Он знал о чувствах своего хозяина к Ефанде. Он знал и том, как именно Катарине служила Синеусу. Она сама не держала языка за зубами и рассказывала обо всем трэллу. Но вот только Синеус, ослепленный любовью и страстью, не видел правды: Рёрик убьет его на месте, если ярл признается. И тогда Райан вмешался, чтобы спасти хозяина.
— Что ты такое говоришь, собака? — прошептал Рёрик, явно озабоченный услышанным.
— Я не говорил ей. Ни о Вадиме, ни о Хольмгарде, ни о ваших походах, конунг, — Райан говорил сидя на коленях и смотря на землю перед собой. Рабам запрещалось смотреть в глаза своему господину. — Она сама назвала имена и сама сказала мне о том.
— Лазутчица… не иначе. Ее славяне подослали, — Рёрик прикусил нижнюю губу. Глаза его обеспокоенно бегали, а брови то вздымались, то соединялись в одну линию. — Чтобы запугать нас. Сбить. Направить на ложный путь.
— Марна говорит, что Утред умрет, — шептал Райан, собирая всю свою свою волю в кулак. За такие слова тут же бы отрезали язык.

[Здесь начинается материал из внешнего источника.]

PR #4496, opened 2026-06-15
33515 updating the old COOPS outputs to the modern templates

vysakh-menon-aot:
*Issue #:* /bcgov/entity#33515

*Description of changes:*
image

image

image


legal-api/report-templates/template-parts/addresses.html
kialj876, line 1: It looks like this is the exact same as the bc address layout now? Can we combine cp / bc (add the records if clause here and update bc to use this template / remove 'bc-address-change' folder?

legal-api/report-templates/template-parts/directors.html
kialj876, line 1: same thing for this? It looks like the only differences could be applied to the BC version as well?

legal-api/report-templates/annualReport.html
kialj876, line 1: And this too up until line 46?

legal-api/report-templates/changeOfAddress.html
kialj876, line 1: And here - exact same as bcAddressChange

legal-api/report-templates/changeOfDirectors.html
kialj876, line 1: and same here with bcDirectorChange

kialj876 (commented):
Hey Vysakh, can we condense the templates? It looks like BC and CP are almost the exact same now. All my comments below are to do with that

doug-lovett (approved):

legal-api/report-templates/template-parts/addresses.html
vysakh-menon-aot: That was my original plan. Waiting for few UX confirmation regarding the alignment of corps and coop design

vysakh-menon-aot: updated to use common template for coop and corps

kialj876 (approved):
Thanks for the updates!

PR #4515, opened 2026-06-18
32957 Business Emailer - Incorp email updates

kialj876:
*Issue #:* /bcgov/entity#32957

*Description of changes:*
I have met with Janis and explained the limitations on the markdown rendering for GC Notify (this is what renders our emails when we don't provide any html in the template - cheaper/faster/SRE wants us to use it) so the result here is not the exact same as the figma ux (we can't align the bullets or right align the text as it shows in there)

Examples:
future effective paid:
[future-effective-paid-email.pdf](https://github.com/user-attachments/files/29099013/future-effective-paid-email.pdf)

regular completed:
[regular-completed.pdf](https://github.com/user-attachments/files/29099030/regular-completed.pdf)


queue_services/business-emailer/src/business_emailer/email_processors/filing_notification.py
```diff
@@ -41,194 +42,230 @@
...
+            if not business_name:
+                # assume it is numbered for this case (following current logic)
+                numbered_description = Business.BUSINESSES.get(legal_type, {}).get("numberedDescription")
+                business_name = numbered_description
+
+    else:
+        template = Path(
+            f'{current_app.config.get("TEMPLATE_PATH")}/BC-{FILING_TYPE_CONVERTER[filing_type]}-{status}.html'
+        ).read_text()
+        filled_template = substitute_template_parts(template, "md")
```
vysakh-menon-aot: this should be html instead of md?

kialj876: ah yes it should - this should be failing a test. Will dig and update

kialj876: Okay updated and added a simple test for the other filings in this flow

meawong (approved):

vysakh-menon-aot (approved):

Не зря говорят, что виновен тот гонец, что принес плохую новость, ибо именно он и вызвал гнев своего короля.
— Как именно?
— Она не сказала мне. Не смогла. Пока что.
Харальд стоял ошарашенный. Он смотрел то на Рёрика, то на своего трэлла, то на вёльву, лежащую на земле, свернувшись клубочком, и бормочащую себе что-то под нос. Глаза его блестели.
— Райан, а говорила она что-нибудь и о твоей судьбе? Вы, наверняка, стали близки на эти дни? — Харальд спросил его.
Райан сглотнул ком в горле и, наконец, поднял голову.
— Ничего более кроме того, что я уже докладывал.
— О Маккенне? Что она жива?
— Да. И о том, что я совсем скоро умру.
— Ты же знаешь, что это не так?
Тогда конунг издал смешок. Он только и ждал того, как снова вздернет Райана на дереве.
— Что твоей сестры нет в живых… — уточнил Синеус, но будто бы для Рёрика, а не своего трэлла, и сжал челюсти.
Конунг посмотрел на своего брата. И если бы в другой день он промолчал, то теперь многое изменилось. Харальд раздражал его. Своими секретами. Своей любовью к трэллу. Нежеланием биться и быть настоящим викингом. Как и Рёрик раздражал ярла. Своей жадностью к славе и богатству, которая часто затмевала разум и не давала думать ясно. Но больше всего тем, что у Рёрика была Ефанда, а у Харальда — нет.